Duke notes its plan for Lee as part of its request for a 13.9% rate increase filed Friday with the N.C. Utilities Commission. And it filed a separate proposal specifically on canceling the project. Duke filed both with the commission shortly after 10 a.m. Friday.
The decision comes as the designer and principal contractor Duke chose for the project finds itself in bankruptcy court. And it follows a decision made just more than three weeks ago by neighboring utilities in South Carolina to abandon a similar nuclear project, even though they have spent $9 billion already and the project is nearly two-thirds complete.

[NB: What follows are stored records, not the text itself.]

PR #945, opened 2022-07-14
Fix pre-build Docker image names with Podman.

### LINKED ISSUE #944: Podman Adds Registry/Repository to Images
When building an image, if creating a custom image with the following logic:

```bash
docker build --tag cross-custom-hellotest:x86_64-unknown-linux-gnu-e4cf7-pre-build -f Dockerfile .
```

With a Dockerfile as follows:

```Dockerfile
FROM ghcr.io/cross-rs/x86_64-unknown-linux-gnu:main
```

Docker names it to `docker.io/library/cross-custom-hellotest:x86_64-unknown-linux-gnu-e4cf7-pre-build`: IE, it uses the default Dockerhub registry.

Running the same command with Podman fails:

```bash
podman build --tag cross-custom-hellotest:x86_64-unknown-linux-gnu-e4cf7-pre-build -f Dockerfile .
```

Since it names it to `localhost/cross-custom-hellotest:x86_64-unknown-linux-gnu-e4cf7-pre-build`.

### Solution

The solution seems to provide it a repository with a registry built-in, likely `localhost` or something similar. For example, if we change both to `localhost/cross-rs/cross-custom-hellotest:x86_64-unknown-linux-gnu-e4cf7-pre-build`, both build to the same tag. This likely would also affect any non-Docker container engines.

Alexhuszagh:
Fixes #944.

### DIFF
--- a/.changes/945.json
+++ b/.changes/945.json
@@ -1,0 +1,5 @@
+{
+    "type": "fixed",
+    "description": "fix pre-build hook image naming with podman",
+    "issues": [944]
+}
--- a/src/docker/custom.rs
+++ b/src/docker/custom.rs
@@ -9,7 +9,7 @@ use crate::{errors::*, file, CommandExt, ToUtf8};
 
 use super::{image_name, parse_docker_opts, path_hash};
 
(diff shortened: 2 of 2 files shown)


Emilgardis (approved):
bors r+

PR #1572, opened 2024-10-10
Remove a dbg!

SomeoneToIgnore:
After following the installation step at https://github.com/cross-rs/cross?tab=readme-ov-file#installation 
I see the following output when running the commands:
```
❯ ccrossbuild --target aarch64-unknown-linux-gnu

[src/lib.rs:944:30] workspace_metadata.get("cross") = None
``` 

which looks like a leftover.


Emilgardis (approved):
Curious! Thanks!

PR #1574, opened 2024-10-15
Require dockerfile to be specified relative to cargo workspace root

ziutech:
The docs say that [the dockerfile should be specified relative to Cargo.toml](https://github.com/cross-rs/cross/blob/main/docs/config_file.md#targettargetdockerfile), but actually it is specified [relative to current working directory](https://github.com/cross-rs/cross/blob/main/src/docker/custom.rs#L150-L153). This is confusing. 

This PR makes it so that dockerfiles are always relative to workspace root.

### DIFF
--- a/src/docker/custom.rs
+++ b/src/docker/custom.rs
@@ -120,7 +120,9 @@ impl<'a> Dockerfile<'a> {
         }
 
         let path = match self {
-            Dockerfile::File { path, .. } => PathBuf::from(path),
+            Dockerfile::File { path, .. } => {
+                paths.metadata.workspace_root.join(PathBuf::from(path))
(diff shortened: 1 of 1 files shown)


Emilgardis:
Thanks for spotting this! This was definitely a mistake. Could you add a changelog entry as such

add a file `1574.json` in `.changes/`
```json
{
    "type": "fixed",
    "description": "`dockerfile` path is relative to cargo workspace root",
}
```

ziutech:
I was thinking whether this should be marked as a "change", because this might break someone's setup, but "fix" is probably correct.

ziutech:
Thanks!

PR #1578, opened 2024-10-23
Update owo-colors

jayvdb:
This removes one of the atty dependencies

### DIFF
--- a/src/shell.rs
+++ b/src/shell.rs
@@ -27,7 +27,7 @@ macro_rules! write_style {
             ColorChoice::Auto => write!(
                 $stream,
                 "{}",
-                $message $(.if_supports_color($stream.owo(), |text| text.$style()))*
+                $message $(.if_supports_color($stream.owo().unwrap(), |text| text.$style()))*
             ),
         }?;
     }};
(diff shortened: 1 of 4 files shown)


src/shell.rs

But the Charlotte-baed utility cannot unilaterally cancel the project, says its N.C. President, David Fountain. “We’ve got to seek the commission’s approval to cancel the project.”
To ease impact of Lee’s cost on the rate hike, Duke wants to spread recovery of the $368 million over 12 years.
Half a billion spent
The cost allocation would be North Carolina’s share of the $541 million Duke Carolinas spent to date on the plant it had proposed building in Gaffney, S.C. The remaining $173 million would be attributable to the utility’s South Carolina customers.
There could be some small additional costs for Lee going forward, even if the commission approves cancelation.
Duke Carolinas, a subsidiary of Duke Energy Corp. (NYSE:DUK), announced plans for a $6 billion, two-reactor nuclear plant in 2005. It announced in 2006 that the plant would be built on 2,022 acres in Gaffney.
Duke had chosen that same site for a nuclear plant in the 1970s. Though construction of that plant began, it was abandoned in the early 1980s as nuclear power lost support nationally in the wake of the 1979 nuclear meltdown at the Three Mile Island Nuclear Generating Station in Harrisburg, Pa.